The implementation reproduces GLM-5.2 faithfully: MLA attention with compressed KV-cache (576 floats/token vs 32,768), DeepSeek-V3-style sigmoid router, shared experts, and native MTP speculative decoding where the model's own multi-token-prediction head drafts tokens verified in one batched forward. Integer-dot kernels (Q8_0-style int8 activations, AVX2 maddubs) deliver 1.4–2.5× speedups over fp32; MLA weight absorption eliminates per-token k/v reconstruction. An offline FP8→int4 converter downloads and processes one 5 GB shard at a time, never requiring the full 756 GB checkpoint on disk.

Measured on a 12-core WSL2 machine with NVMe behind a VHDX (~1 GB/s random reads), cold decode reads ~11 GB/token yielding 0.05–0.1 tok/s.

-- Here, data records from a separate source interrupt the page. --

PR #2892, opened 2020-09-24
Add urlopen with retry

teetone:

Added a retry mechanism for `urlopen` to help avoid failures from a single request attempt.

### Related issues

Resolves #2892 

### Checklist


epicfaace (commented):
This looks good -- what do you think of the alternative of just replacing calls to urlopen to `requests` (which uses retries automatically)?

nelson-liu:
> This looks good -- what do you think of the alternative of just replacing calls to urlopen to requests (which uses retries automatically)?

+1 for just using requests

teetone:
> This looks good -- what do you think of the alternative of just replacing calls to urlopen to `requests` (which uses retries automatically)?

Correct me if I'm wrong, but would that require replacing `urllib` with `Requests` and rewriting `rest_client.py` and it's subclasses?

epicfaace:
Yeah, I guess that might be beyond the scope of this PR. We could shelve that as another issue and continue ahead with this approach for now.

yiboliu (approved):
LGTM

codalab/common.py
```diff
@@ -116,3 +120,16 @@ def ensure_str(response):
         return response.decode()
     except UnicodeDecodeError:
         return BINARY_PLACEHOLDER
+
+
+@retry(urllib.error.URLError, tries=2, delay=1, backoff=2)
+def urlopen_with_retry(request: urllib.request.Request, timeout: int = URLOPEN_TIMEOUT_SECONDS):
+    """
+    Makes a request using urlopen with a timeout of 60 seconds and retries on failures.
```
epicfaace:
```suggestion
    Makes a request using urlopen with a timeout of URLOPEN_TIMEOUT_SECONDS seconds and retries on failures.
```

epicfaace (approved):

PR #2894, opened 2020-09-25
Put the hostname in the remote: field for workermanager-launched jobs

nelson-liu:
Right now, the workermanager launches jobs that have a remote: field of something like `nfliu-codalab-slurm-worker-443cb25d`. This is annoying if you want to figure out the hostname of the node that the job ran on.

This changes the `id` field to `{shorthostname}-{workerid}`, so the remote field would be something like `jagupard12-nfliu-codalab-slurm-worker-443cb25d`

### DIFF
--- a/codalab/worker_manager/worker_manager.py
+++ b/codalab/worker_manager/worker_manager.py
@@ -94,7 +94,7 @@ class WorkerManager(object):
             '--work-dir',
             work_dir,
             '--id',
-            worker_id,
+            f'$(hostname -s)-{worker_id}',
             '--network-prefix',
             'cl_worker_{}_network'.format(worker_id),
         ]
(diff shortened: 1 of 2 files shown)


nelson-liu:
Ok, I just tested this and verified that it works properly.

Here's a bundle https://codalab.stanford.edu/bundles/0x73638f3dab90415a98657eae35fe9e2e , the remote is `john1-nfliu-codalab-slurm-worker-e4489f45`. Similarly, cl workers shows me:
```
john1-nfliu-codalab-slurm-worker-e4489f45                0/6   0/0   125g    13.7g      4.0s ago             debug                  False               False          999999999            False
```

teetone (approved):

PR #2897, opened 2020-09-25
Make AWSBatchWorkerManager boto3 warning stricter and more robust

nelson-liu:
A few changes here:

1. Since boto3 is imported at the top of the file, you can't import the AWSBatchWorkerManager unless you can import boto3. This is bad, because `codalab/worker_manager/main.py` imports `AWSBatchWorkerManager` simply to access `AWSBatchWorkerManager.DESCRIPTION`. As a result, you can't run the `slurm-batch` worker manager unless you have boto3, since the `AWSBatchWorkerManager` is imported along with it. So, I made the boto3 import lazy
2. Previously, the warning had a hardcoded boto3 version number. This changes it to be a bit more robust, since it will now read the dependency from `requirements-server.txt`


codalab/worker_manager/aws_batch_worker_manager.py
```diff
@@ -60,6 +69,17 @@ def add_arguments_to_subparser(subparser):
 
     def __init__(self, args):
         super().__init__(args)
+        # We import this lazily, so a user doesn't have to install boto3 unless
+        # they absolutely want to run the AWS worker manager (versus if it's incidentally)
```
epicfaace:
```suggestion
        # they absolutely want to run the AWS worker manager, versus if it's incidentally
```

codalab/worker_manager/aws_batch_worker_manager.py
```diff
@@ -60,6 +69,17 @@ def add_arguments_to_subparser(subparser):
...
+        # imported by other code (e.g., to access AWSBatchWorkerManager.DESCRIPTION , as done
+        # in codalab/worker_manager/main.py ).
+        try:
+            import boto3
+        except ModuleNotFoundError:
+            raise ModuleNotFoundError(
+                "Running the AWS worker manager requires the boto3 module.\n"
+                f"Please run: pip install {get_boto3_pip_version()}"
```
epicfaace: I feel like using `get_boto3_pip_version` is adding a lot of complexity, and I don't think we have tests that catch this (so, if we rename requirements-server.txt, the AWSBatchWorkerManager will silently fail). Moreover, it appears that boto3 hasn't ever released any breaking changes. Could we just say "Please run: pip install boto3" instead?

nelson-liu: good idea, i'll make this change

epicfaace (approved):

epicfaace (approved):

PR #2904, opened 2020-09-27
Make worker timeout and check-in frequency configurable

### LINKED ISSUE #2891: Make worker check-in frequency and worker timeout configurable
**Describe the bug**
- Add a delay for worker check-in, which can be specified when creating a CodaLab worker
- Make `WORKER_TIMEOUT` in `bundle_manager.py` configurable

teetone:

- Added `--bundle_manager_worker_timeout_seconds` to `codalab_service`
- Added `--checkin-frequency-seconds` to workers
- Added `--worker-checkin-frequency-seconds` to worker managers

### Related issues

Resolves #2891 

### Checklist


codalab/server/bundle_manager.py
```diff
@@ -42,7 +41,7 @@ class BundleManager(object):
     Assigns run bundles to workers and makes make bundles.
     """
 
-    def __init__(self, codalab_manager):
+    def __init__(self, codalab_manager, worker_timeout_seconds):
```
epicfaace: Can we make this argument optional? It would make it a bit easier for test setup, so we aren't forced to specify `worker_timeout_seconds`.

teetone: I set it to the previous default of 60 seconds.

epicfaace (approved):

PR #2907, opened 2020-09-29
Remove scrollbar in table

### LINKED ISSUE #2873: scrolling using keyboard shortcuts is
When you hit 'j' or 'k' to scroll down/up on a long worksheet, the worksheet scrolls with each key press, which leads to jerky behavior.  The desired behavior (as it was before) is to scroll only when the selected bundle cursor is near the edge and scroll a more significant amount so that scrolling happens less frequently.

### LINKED ISSUE #2875: tables shouldn't have scrollbars
There should only be one scrollbar for the worksheet, but now for some reason, tables have scroll bars too, which makes it very confusing.
Screenshot from 2020-09-22 01-17-28

yuqijin:

Remove the scrollbar in the table. The table cannot be scrolled anymore.

### Related issues

fixes #2875 ; reopens #2082

### Screenshots
No scroll bar: 
Screen Shot 2020-10-03 at 3 01 55 PM

### Checklist

### DIFF
--- a/frontend/src/components/worksheets/items/TableItem/TableItem.js
+++ b/frontend/src/components/worksheets/items/TableItem/TableItem.js
@@ -145,15 +145,7 @@ class TableItem extends React.Component<{
                             [classes.tableHeader]: true,
                         }),
                     }}
-                    style={
-                        index === 0
-                            ? {
-                                  paddingLeft: editPermission ? '30px' : '40px',
-                                  paddingBottom: 0,
-                                  paddingTop: 0,
-                              }
-                            : {}
-                    }
+                    style={index === 0 ? { paddingLeft: editPermission ? '30px' : '70px' } : {}}
                 >
                     {editPermission && index === 0 && (
                         <Tooltip title={'Change the schemas of this table'}>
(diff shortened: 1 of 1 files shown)


frontend/src/components/worksheets/items/TableItem/TableItem.js
```diff
@@ -328,6 +333,11 @@ class _TableContainer extends React.Component {
 const styles = (theme) => ({
     tableContainer: {
         position: 'relative',
+        '&::-webkit-scrollbar': {
```
epicfaace: Why do this instead of `overflow: hidden`?

yuqijin: I just switched the method! Thanks for your advice.

epicfaace: Is there a chance we might cut off text in the table, this way? Or is that not going to be an issue?

yuqijin: I think you can scroll left and right to see the text if it is overflow. In the gif you can see no text is cut off.

yuqijin: Screen Shot 2020-09-30 at 2 07 52 PM

yuqijin: It is proved that the `overflow` method will cut off the text. So I switched back to the specific webkit-scrollbar method.

epicfaace (approved):

PR #2911, opened 2020-09-30
Fix 'j  k' keyboard shortcut for scroll up and down

### LINKED ISSUE #2873: scrolling using keyboard shortcuts is

yuqijin:
To provide the desired behavior of scrolling only when the selected bundle cursor is near the edge and scroll a more significant amount so that scrolling happens less frequently. So now, first check whether an element is visible or not, then scroll.

Ref: https://stackoverflow.com/questions/487073/how-to-check-if-element-is-visible-after-scrolling

### Related issues

fixes: #2873 

### Screenshots

Homepage:
2873-homescroll

Regular Worksheet:

2873-tablescroll

### Checklist


frontend/src/components/worksheets/Worksheet/Worksheet.js
```diff
@@ -598,6 +598,33 @@ class Worksheet extends React.Component {
...
+        // Make the judgement only if the shouldScroll parameter has the default value of `True`
+        // Logic: Only scroll when the target element is completely not on the screen
+        if (shouldScroll) {
+            const element = subIndex
+                ? $(`#codalab-worksheet-item-${index}-subitem-${subIndex}`)
+                : $(`#codalab-worksheet-item-${index}`);
+
+            function isOnScreen(element) {
+                if (element.offset() === undefined) return false;
+                var elementOffsetTop = element.offset().top;
```
yipenghe: let's use `let` instead of `var`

With a warm cache, pinned hot experts, and int8 MTP head (39–59% draft acceptance, 2.2–2.8 tokens/forward), usable latency drops considerably. The pre-converted model is hosted on Hugging Face (jlnsrk/GLM-5.2-colibri-int4); conversion requires only Python + torch/safetensors, while runtime is dependency-free.

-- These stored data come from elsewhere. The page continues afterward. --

PR #2912, opened 2020-09-30
Fix frontend npm build warnings

### LINKED ISSUE #1094: Fix frontend npm build warnings

yuqijin:

Fix all existing frontend npm build warnings.
Warnings include:
- unused vars
- direct mutation of state
- shadowing of global property `undefined`
- unsafe references in Function declared in a loop 
- fake links that should really just be buttons

### Related issues

fixes #1094 

### Screenshots

No more npm warning when running `pre-commit.sh`:

1094-var

Use `<button>` to replace `<a>`:

1094-button

### Checklist

### DIFF
--- a/frontend/.eslintrc.json
+++ b/frontend/.eslintrc.json
@@ -1,0 +1,5 @@
+{
+    "extends": "react-app",
+    "rules": {
+    }
+}
--- a/frontend/.eslintrc.json
+++ b/frontend/.eslintrc.json
@@ -1,5 +1,0 @@
-{
-    "extends": "react-app",
-    "rules": {
-    }
-}
--- a/frontend/.eslintrc.json
+++ b/frontend/.eslintrc.json
@@ -1,9 +1,5 @@
 {
     "extends": "react-app",
     "rules": {
-        "no-loop-func": "off",
-        "jsx-a11y/anchor-is-valid": "off",
-        "no-shadow-restricted-names": "off",
-        "react/no-direct-mutation-state": "off"
     }
 }
--- a/frontend/.eslintrc.json
+++ b/frontend/.eslintrc.json
@@ -1,7 +1,6 @@
 {
     "extends": "react-app",
     "rules": {
-        "no-unused-vars": "off",
         "no-loop-func": "off",
         "jsx-a11y/anchor-is-valid": "off",
         "no-shadow-restricted-names": "off",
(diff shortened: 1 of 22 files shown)


frontend/.eslintrc.json
```diff
@@ -1,10 +1,5 @@
 {
     "extends": "react-app",
     "rules": {
```
epicfaace: I think you could probably remove this file entirely, since it's no longer overriding anything anymore.

yuqijin: I guess maybe we could not remove the configuration file, since it might cause the error: 
Screen Shot 2020-10-01 at 4 08 30 PM

epicfaace: Oh, ok, got it

epicfaace (approved):
Great work!

frontend/src/util/ws_mousetrap_fork.js
```diff
@@ -20,7 +20,7 @@
  * @version 1.6.3
  * @url craig.is/killing/mice
  */
-(function(window, document, undefined) {
+(function(window, document) {
```
epicfaace: I think this change broke something. Now, if I use j / k to scroll down a worksheet list (subworksheets block) and press enter on one of them, I get this error:

image


It's better to just leave this file as-is and then just include ws_mousetrap_fork in the eslintrc so it's ignored by eslint, since this is external code, anyway.

epicfaace (changes requested):

frontend/src/util/ws_mousetrap_fork.js
yuqijin: Thanks for pointing it out. Just updated it.

epicfaace (approved):

frontend/src/util/ws_mousetrap_fork.js
epicfaace: Actually, this error appears to be happening on master, and is unrelated to these changes, so will make a new issue for it (#2919).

Colibri proves that frontier-class MoE models can run on commodity hardware by treating disk as extended memory — a software architecture shift rather than a quantization trick. The engine's honesty about cold-start costs, SSD wear caveats, and auto-tuned RAM budgeting makes it a practical reference for memory-constrained LLM deployment, not just a demo.